The documents said that Kazmaier purchased the wildlife items on eBay and other websites with his own money and stored them at West Texas A&M University. Kazmaier did not resell any of the items, the documents said, but traded or gave some of the items to other professors, collectors and students.
“At trial, the government would be able to prove all the essential elements of the charged offense beyond a reasonable doubt,” the documents read. “The evidence includes online sales records, banking history and shipping information detailing Kazmaier’s international wildlife purchases. Email messages show Kazmaier coordinated with the sellers on shipping the wildlife and discussed the permit requirements. USFWS inspectors intercepted several of Kazmaier’s purchases, and the wildlife items were later found in his collection. Kazmaier admitted to USFWS agents that he imported the wildlife and knew that it was against the law. He provided them with a log of his imports and abandoned the imported wildlife.”
According to the plea agreement, the maximum penalties Amarillo Federal Court officials can impose on this count includes:
- Imprisonment for a period not to exceed five years;
- A fine not to exceed $250,000, or twice any pecuniary gain to the defendant or loss to the victim(s);
- A term of supervised release of not more than three years;
- Restitution to victims or to the community, which may be mandatory under the law, and which the defendant agrees may include restitution arising from all relevant conduct, not limited to that arising from the offense of conviction alone.

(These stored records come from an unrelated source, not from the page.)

PR #959, opened 2018-09-26
WIP: 010 pe expand

whippit:
some PE metadata expansion


synapse/models/files.py
```diff
@@ -200,7 +203,41 @@ def getModelDefs(self):
...
+                        ('name', 'str'),
+                        ('value', 'str'))}), {
+                    'doc': 'A key value pair found in a PE vsversion info structure.',
+                }),
+                ('file:mime:pe:vsvers:info', ('comp', {'fields': (
+                        ('file', 'file:bytes'),
+                        ('keyval', 'file:mime:pe:vsvers:keyval'))}), {
+                    'doc': 'knowledge of a file:bytes node containing vsvers info.',
+                }),
+                ('file:string', ('comp', {'fields': (
```
erhlee-bird: Would it be worth adding a field for the string's encoding to `file:string`?

`('encoding', 'str')`

synapse/models/files.py
```diff
@@ -200,7 +203,41 @@ def getModelDefs(self):
...
+#                ('file:mime:pe:resource', ('comp', {'fields': (
+#                        ('file', 'file:bytes'),
+#                        ('type', 'typecode'),
+#                        ('langid', 'langcode'),
+#                        ('resource', 'file:bytes'))}), {
+#                    'doc': 'The fused knowledge of a file:bytes node containing a pe resource.',
+#                }),
+                ('file:mime:pe:export', ('comp', {'fields': (
+                        ('file', 'file:bytes'),
+                        ('name', 'str'))}), {
```
vEpiphyte: file:name or file:path instead of str?

synapse/models/files.py
```diff
@@ -200,7 +203,41 @@ def getModelDefs(self):
...
+                    'doc': 'A key value pair found in a PE vsversion info structure.',
+                }),
+                ('file:mime:pe:vsvers:info', ('comp', {'fields': (
+                        ('file', 'file:bytes'),
+                        ('keyval', 'file:mime:pe:vsvers:keyval'))}), {
+                    'doc': 'knowledge of a file:bytes node containing vsvers info.',
+                }),
+                ('file:string', ('comp', {'fields': (
+                        ('file', 'file:bytes'),
+                        ('name', 'str'))}), {
```
vEpiphyte: name feels like an akward sub

synapse/models/files.py
vEpiphyte: @erhlee-bird Would that record what the byte encoding of the string was inside of the file?

synapse/models/files.py
```diff
@@ -235,13 +272,103 @@ def getModelDefs(self):
                         'doc': 'The size of the executable file according to the PE file header.'}),
 
                     ('mime:pe:imphash', ('guid', {}), {
-                        'doc': 'The PE import hash of the file as calculated by Vivisect; this method excludes '
+                        'doc': 'The PE import hash of the file as calculated by pefile; '
+                               'https://github.com/erocarrera/pefile'}),
+
+                    ('mime:pe:imphash:vtx', ('guid', {}), {
```
vEpiphyte: `viv` not `vtx`

vEpiphyte: This feels odd from a modeling perspective since we're encoding two ways to compute the save data at two different modeling hierarchies

synapse/models/files.py
```diff
@@ -235,13 +272,103 @@ def getModelDefs(self):
...
                                'imports referenced as ordinals and may fail to calculate an import hash for files '
                                'that use ordinals.'}),
 
                     ('mime:pe:compiled', ('time', {}), {
                         'doc': 'The compile time of the file according to the PE header.'}),
+                    ('mime:pe:pdbpath', ('file:path', {}), {
+                        'doc': 'The PDB string according to the PE'}),
+                    ('mime:pe:exports:time', ('time', {}), {
+                        'doc': 'The export time of the file according to the PE'}),
+                    ('mime:pe:exports:libname', ('str', {}), {
```
vEpiphyte: how does this relate to the `file:mime:pe:export` comp type?

synapse/tests/test_model_files.py
```diff
@@ -22,6 +23,68 @@ def test_model_filebytes(self):
             self.raises(s_exc.BadTypeValu, fbyts.norm, 'helo:moto')
             self.raises(s_exc.BadTypeValu, fbyts.norm, f'sha256:{s_common.guid()}')
 
+    def test_model_filebytes_pe(self):
```
vEpiphyte: From a test overhead perspective can we roll these tests up into one?

synapse/models/files.py
erhlee-bird: That was the thought

synapse/models/files.py
vEpiphyte: @whippit @therealsilence  i keep thinking about this and it feels like this is a `it:dev:str` since it is a developer chosen string and makes the exported name linkable.

synapse/models/files.py
```diff
@@ -200,7 +203,41 @@ def getModelDefs(self):
...
+#                    'doc': 'The fused knowledge of a file:bytes node containing a pe resource.',
+#                }),
+                ('file:mime:pe:export', ('comp', {'fields': (
+                        ('file', 'file:bytes'),
+                        ('name', 'str'))}), {
+                    'doc': 'The fused knowledge of a file:bytes node containing a pe named export.',
+                }),
+                ('file:mime:pe:vsvers:keyval', ('comp', {'fields': (
+                        ('name', 'str'),
+                        ('value', 'str'))}), {
```
vEpiphyte: do we want to make these `it:dev:str` also?

synapse/models/files.py
vEpiphyte: I guess this kind of gets to a question of "is this form supposed to represent a string whose raw form could be decoded by extracting bytes from a file and decoding them (utf8, ascii, esc)" or also include strings which may be decoded dynamically (Extracted from runtime / dynamic / emulation / etc)?  If so, this could be a weird field to require in a comp since that would require all tools to provide their encoding in how they got the strings; which isn't always the case.

synapse/models/files.py
vEpiphyte: `it:dev:str`

synapse/models/files.py
```diff
@@ -235,13 +272,103 @@ def getModelDefs(self):
...
+#                        'doc': 'The sha256 hash of the resource bytes',
+#                    }),
+#                )),
+
+                ('file:mime:pe:export', {}, (
+                    ('file', ('file:bytes', {}), {
+                        'ro': True,
+                        'doc': 'The file containing the export',
+                    }),
+                    ('name', ('str', {}), {
```
vEpiphyte: `it:dev:str`

synapse/models/files.py
whippit: strings are strings.  bytes are bytes :stuck_out_tongue:

synapse/tests/test_model_files.py
whippit: yes

PR #983, opened 2018-10-30
Improve task fairness

jnwatson:


synapse/tests/test_cortex.py
```diff
@@ -1708,3 +1709,31 @@ def ondel(node, tag, valu):
...
+            async with await core.snap() as snap:
+
+                event = asyncio.Event()
+
+                async def add_stuff():
+                    event.set()
+                    ips = ((('inet:ipv4', x), {}) for x in range(20000))
+
+                    msgs = await alist(snap.addNodes(ips))
+                    print('got msgs', len(msgs))
```
vEpiphyte: left over debugging? or is there an assertion we should have here?
or is this coro even expected to finish by the time we are tearing down the test cortex?

jnwatson: Left over debug statement. Fixed. This is only expected to finish in the failing case.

In the plea agreement, the legal teams for both the prosecution as well as Kazmaier agreed “to recommend to the Court that the defendant pay a fine of $5,000” to the Cooperative Endangered Species Conservation Fund. According to the documents, this fund contains “criminal fines, penalties and forfeitures collected pursuant to the Lacey Act,” and is managed by the U.S. Fish and Wildlife Service.
“Rewards are paid from this account to persons who furnish information that leads to an arrest, criminal conviction, civic penalty assessment, or forfeiture of property for any violation of the Lacey Act or its regulations, as well as the costs incurred by persons who provide temporary care for fish, wildlife, or plants pending the disposition of any civil or criminal Lacey Act proceeding.”

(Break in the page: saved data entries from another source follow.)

PR #985, opened 2018-11-01
query cancelation and a bunch of async task features

invisig0th:


synapse/__init__.py
```diff
@@ -13,19 +13,3 @@
...
 if tuple([int(x) for x in lmdb.__version__.split('.')]) < (0, 94): # pragma: no cover
     raise Exception('synapse is only supported on version >= 0.94 of the lmdb python module')
-
-import multiprocessing
-
-import synapse.glob as s_glob  # setup glob here to avoid import loops...
-import synapse.lib.plex as s_plex
-import synapse.lib.threads as s_threads
-
-from synapse.lib.version import version, verstring
```
vEpiphyte: Add this version import back

synapse/cmds/cortex.py
```diff
@@ -186,6 +186,65 @@ def openLogFd(self, opts):
...
+
+        match = opts.get('iden')
+        if not match:
+            self.printf('no iden given to kill.')
+            return
+
+        idens = []
+        for task in await core.ps():
+            iden = task.get('iden')
+            if iden.startswith(match):
```
vEpiphyte: issuing a single character here allows you to randomly kill 1 task whose guid starts with that character.  That's pretty dangerous.

synapse/cortex.py
```diff
@@ -861,39 +910,59 @@ def getCoreMods(self):
         MSG_QUEUE_SIZE = 1000
         chan = asyncio.Queue(MSG_QUEUE_SIZE, loop=self.loop)
 
+        # promote ourself to a synapse task
+        synt = await self.boss.promote('storm', user=user, info={'query': text})
```
vEpiphyte: do we want to include opts here?

synapse/cortex.py
```diff
@@ -861,39 +910,59 @@ def getCoreMods(self):
...
+            mesg = await chan.get()
+
+            yield mesg
+
+            if mesg[0] == 'fini':
                 break
 
+    @s_coro.genrhelp
+    async def iterStormPodes(self, text, opts=None, user=None):
+        synt = await self.boss.promote('storm', user=user, info={'query': text})
```
vEpiphyte: Do we want to record opts here too?

synapse/cortex.py
```diff
@@ -834,24 +878,29 @@ def getCoreMods(self):
...
 
+    @s_coro.genrhelp
     async def storm(self, text, opts=None, user=None):
         '''
-        Evaluate a storm query and yield result messages.
+        Evaluate a storm query and yield (node, path) tuples.
         Yields:
             (Node, Path) tuples
         '''
+        await self.boss.promote('storm', user=user, info={'query': text})
```
vEpiphyte: Do we wnat to include opts here?

synapse/tests/test_lib_coro.py
```diff
@@ -25,18 +25,16 @@ def genr():
         self.false(s_coro.iscoro(genr()))
         self.false(s_coro.iscoro(agen()))
 
-    async def test_genr2agenr(self):
```
jnwatson: need this for boardwalk

synapse/tests/test_cmds_cortex.py
```diff
@@ -127,8 +126,8 @@ class CmdCoreTest(s_t_utils.SynTest):
 
     async def test_log(self):
         async with self.getTestDmon('dmoncore') as dmon:
-            dirn = s_scope.get('dirn')
-            with self.setSynDir(dirn):
+            with self.getTestDir() as dirn:
+
```
vEpiphyte: This actually called `setSynDir` because the default log behavior populates data there.  We can't drop that otherwise test running will populate data outside of the a test directory.

synapse/tests/test_lib_scope.py
```diff
@@ -4,7 +4,8 @@
 
 class ScopeTest(s_t_utils.SynTest):
 
-    def test_lib_scope(self):
+    async def test_lib_scope(self):
```
vEpiphyte: This uses a local scope object. Why is it async?

synapse/tests/test_lib_scope.py
```diff
@@ -67,7 +68,7 @@ def test_lib_scope_enter(self):
         self.none(scope.get('no'))
         self.raises(IndexError, scope.leave)
 
-    def test_lib_scope_get_defval(self):
+    async def test_lib_scope_get_defval(self):
```
vEpiphyte: This uses a local scope object. Why is it async?

synapse/tests/utils.py
```diff
@@ -669,15 +682,12 @@ def getTestDir(self, mirror=None):
                     srcpath = self.getTestFilePath(mirror)
                 dstpath = os.path.join(tempdir, 'mirror')
                 shutil.copytree(srcpath, dstpath)
-                s_scope.set('dirn', dstpath)
```
vEpiphyte: pulling dirn out of the scope means that someone calling into something like `getTestDmon()` doens't have a easy way to pull the test dirn used by that guy.

synapse/daemon.py
```diff
@@ -359,14 +387,109 @@ def _getTaskFiniMesg(self, task, valu):
...
+
+            sess = self.sessions.get(sidn)
+            if sess is None:
+                raise s_exc.NoSuchObj(name=name)
+
+            item = sess.getSessItem(name)
+            if item is None:
+                raise s_exc.NoSuchObj(name=name)
+
+            s_scope.set('sess', sess)
```
vEpiphyte: Where is this used? I don't see any use of `s_scope.get('sess')` in this pr

synapse/cmds/cortex.py
jnwatson: That's how git works...

synapse/__init__.py
invisig0th: oh, whups.  thx.

synapse/cmds/cortex.py
```diff
@@ -186,6 +186,65 @@ def openLogFd(self, opts):
...
+    _cmd_syntax = ()
+
+    async def runCmdOpts(self, opts):
+
+        core = self.getCmdItem()
+        tasks = await core.ps()
+
+        for task in tasks:
+
+            self.printf('task iden: %s' % (task.get('iden'),))
```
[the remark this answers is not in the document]
invisig0th: Agreed.  I probably would have put it that way to begin with if columnization wasn't such a pain :)

synapse/cmds/cortex.py
invisig0th: If that single character only matches one, i'm good with it.  That's the current paradigm for git / docker / etc.

synapse/cortex.py
invisig0th: No, unfortunately, opts might contain an "idens" key with a zillion things in it :)

synapse/cortex.py
invisig0th: same...

synapse/cortex.py
invisig0th: :D and again.

synapse/daemon.py
invisig0th: This is mostly so that a shared object being called ( this message represents a new asyncio Task ) can gain access to their telepath session if they need to.  I could probably remove it for now, but it'd likely go back in later :D

synapse/lib/coro.py
```diff
@@ -4,70 +4,20 @@
...
-
-    async def __aiter__(self):
-
-        while not self.isfini:
-            try:
-                yield await self.genr.__anext__()
-            except StopAsyncIteration as e:
-                return
-
-async def genr2agenr(func, *args, qsize=100, **kwargs):
```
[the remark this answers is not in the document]
invisig0th: I dont see a reference to it anywhere...

synapse/tests/test_lib_scope.py
invisig0th: because scope is now async *task* scope, not thread scope.

synapse/tests/test_lib_scope.py
invisig0th: same same :)

synapse/tests/utils.py
invisig0th: dmon.dirn ( which also shouldn't be used by subsequent test code that crates junk files anyway really )

synapse/cmds/cortex.py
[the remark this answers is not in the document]
vEpiphyte: https://pypi.org/project/terminaltables/

synapse/daemon.py
```diff
@@ -117,18 +136,22 @@ class Daemon(s_base.Base):
...
 
+        self.sessions = {}
+
         self.mesgfuncs = {
             'tele:syn': self._onTeleSyn,
             'task:init': self._onTaskInit,
             'share:fini': self._onShareFini,
+
+            # task version 2 API
+            't2:init': self._onTaskV2Init,
```
vEpiphyte: do we need to rev the minor number of the telepath api here?

synapse/glob.py
```diff
@@ -1,62 +1,85 @@
...
+import asyncio
 import threading
 
-lock = threading.RLock()
+_glob_loop = None
+_glob_thrd = None
 
-plex = None     # type: 'synapse.lib.plex.Plex'
-pool = None     # s_threads.Pool(maxsize=tmax)
+def initloop():
```
vEpiphyte: i do want to double check the behavior of making the loop this way + pytest-asyncio interaction, since we've discussed moving tests to using that for test running.

synapse/lib/task.py
```diff
@@ -0,0 +1,141 @@
...
+
+def username():
+    '''
+    Return the current task user name.
+    '''
+    item = user()
+    if item is not None:
+        return item.name
+
+async def executor(func, *args, **kwargs):
```
vEpiphyte: This is fairly similar to the old `@inpool` decorator.

vEpiphyte: It would be nice to have a similar convenience decorator available to just slap on a function we know we want to have run in the exector pool

vEpiphyte: maybe `@inexecutor`

synapse/glob.py
```diff
@@ -1,62 +1,85 @@
...
+            _glob_thrd.start()
+
+    return _glob_loop
+
+def iAmLoop():
+    initloop()
+    return threading.currentThread() == _glob_thrd
 
 def sync(coro, timeout=None):
+    loop = initloop()
```
vEpiphyte: should replace, not remove, the docstring here

synapse/lib/base.py
```diff
@@ -304,8 +320,6 @@ def _iAmLoop(self):
             except Exception:
                 # The taskDone callback will emit the exception.  No need to repeat
                 pass
-        await asyncio.sleep(0, loop=self.loop)
```
vEpiphyte: this sleep(0) calls gives all the tasks which were just cancelled the chance to clean up.  Without it, it is possible (I believe) on interpreter shutdown that we can end up emitting warnings about unfinished tasks kicking around.

synapse/lib/cell.py
```diff
@@ -52,6 +53,36 @@ def getCellType(self):
...
+        if self.user is not None:
+            admin = self.user.admin
+
+        for synt in self.cell.boss.ps():
+            if admin or synt.user == self.user:
+                retn.append(synt.pack())
+
+        return retn
+
+    async def kill(self, iden):
```
vEpiphyte: `@adminapi` decorator here

synapse/lib/cli.py
```diff
@@ -351,8 +351,7 @@ def runCmdLoop(self):
                 if not line:
                     continue
 
-                task = s_glob.plex.coroToTask(self.runCmdLine(line))
-                task.result()
+                s_glob.sync(self.runCmdLine(line))
```
vEpiphyte: So the previous code here got a task, and would result in cancelling it on a keyboard interrupt.  That code is no longer triggerable with this change.

synapse/lib/cmdr.py
```diff
@@ -5,6 +5,8 @@
 cmdsbycell = {
     'cortex': (
         s_cmds_cortex.StormCmd,
+        s_cmds_cortex.PsCmd,
```
vEpiphyte: shouldn't these on on the base 'cell' type? does getCellType() event support a class hierarchy to support that type of inheritance?

synapse/lib/link.py
```diff
@@ -10,29 +12,55 @@
...
+    async def onconn(reader, writer):
+        link = await Link.anit(reader, writer)
+        link.schedCoro(onlink(link))
+
+    server = await asyncio.start_server(onconn, host=host, port=port, ssl=ssl)
+    return server
+
 class Link(s_base.Base):
     '''
     A Link() is created for each Plex sock.
```
vEpiphyte: Plex reference

synapse/lib/task.py
vEpiphyte: also this helper is untested

synapse/lib/storm.py
```diff
@@ -57,12 +59,10 @@ def elevate(self):
...
 
     def tick(self):
-
-        if self.canceled:
-            raise s_exc.Canceled()
+        pass
 
     def cancel(self):
-        self.canceled = True
+        self.task.cancel()
```
vEpiphyte: untested

synapse/tests/test_lib_coro.py
vEpiphyte: we need to add this test back

synapse/tests/test_telepath.py
```diff
@@ -171,38 +166,37 @@ class TeleTest(s_t_utils.SynTest):
 
             await self.asyncraises(s_exc.BadUrl, s_telepath.openurl('noscheme/foo'))
 
-            prox = await s_telepath.openurl('tcp://127.0.0.1/foo', port=addr[1])
-            # Add an additional prox.fini handler.
-            prox.onfini(evt.set)
+            async with await s_telepath.openurl('tcp://127.0.0.1/foo', port=addr[1]) as prox:
```
vEpiphyte: The reason for NOT using the proxy as a context manager in this case was to keep the proxy alive after the dmon's context manager exited and fini'd him (see the section beneath it). This indentation should be reverted.

synapse/lib/cell.py
```diff
@@ -52,6 +53,36 @@ def getCellType(self):
     def getCellIden(self):
         return self.cell.getCellIden()
 
+    async def ps(self):
```
vEpiphyte: this is untested

synapse/lib/cell.py
vEpiphyte: this is untested

synapse/cmds/cortex.py
```diff
@@ -186,6 +186,65 @@ def openLogFd(self, opts):
         if off:
             return self.closeLogFd()
 
+class PsCmd(s_cli.Cmd):
+
+    _cmd_name = 'ps'
+    _cmd_syntax = ()
+
+    async def runCmdOpts(self, opts):
```
vEpiphyte: this is untested

synapse/cmds/cortex.py
```diff
@@ -186,6 +186,65 @@ def openLogFd(self, opts):
...
+
+    Users may specify a partial iden GUID in order to kill
+    exactly one matching process based on the partial guid.
+    '''
+    _cmd_name = 'kill'
+    _cmd_syntax = (
+        ('iden', {}),
+    )
+
+    async def runCmdOpts(self, opts):
```
vEpiphyte: this is untested

synapse/cmds/cortex.py
```diff
@@ -298,27 +357,37 @@ def _onWarn(self, mesg):
...
+                    try:
+                        self.reac.react(mesg)
+                    except s_exc.NoSuchAct as e:
+                        if opts.get('hide-unknown'):
+                            continue
+                        self.printf(repr(mesg))
+
+        except s_exc.SynErr as e:
+
+            if e.errinfo.get('errx') == 'CancelledError':
```
vEpiphyte: no test coverage for this

synapse/lib/base.py
jnwatson: Good catch.

synapse/daemon.py
invisig0th: I guess we could, but as is it is 100% backward compatible *and* forward detectable....

synapse/lib/task.py
invisig0th: Yea, we could eventually add something like that.  Although i dont see any particular need to do it now.

synapse/lib/base.py
invisig0th: sounds right.  adding back.

synapse/lib/cmdr.py
invisig0th: No, not right now.  And i'd like to tweak the way a bunch of this works in another delta, so i just did it this way to get it rolling :)

synapse/tests/test_lib_coro.py
vEpiphyte: todo - add test back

In a statement provided to MyHighPlains.com when the indictment was released earlier this year, officials with West Texas A&M University said that they are aware of the situation and do not comment on active court cases. Officials with the university also said that the indictment also does not involve the university.
MyHighPlains.com reached out again to the university regarding Friday’s development in this litigation. University officials said they had no further comment on the matter, as of this story’s publication. Kazmaier continues to be listed as an associate professor of biology at West Texas A&M University as of Friday afternoon.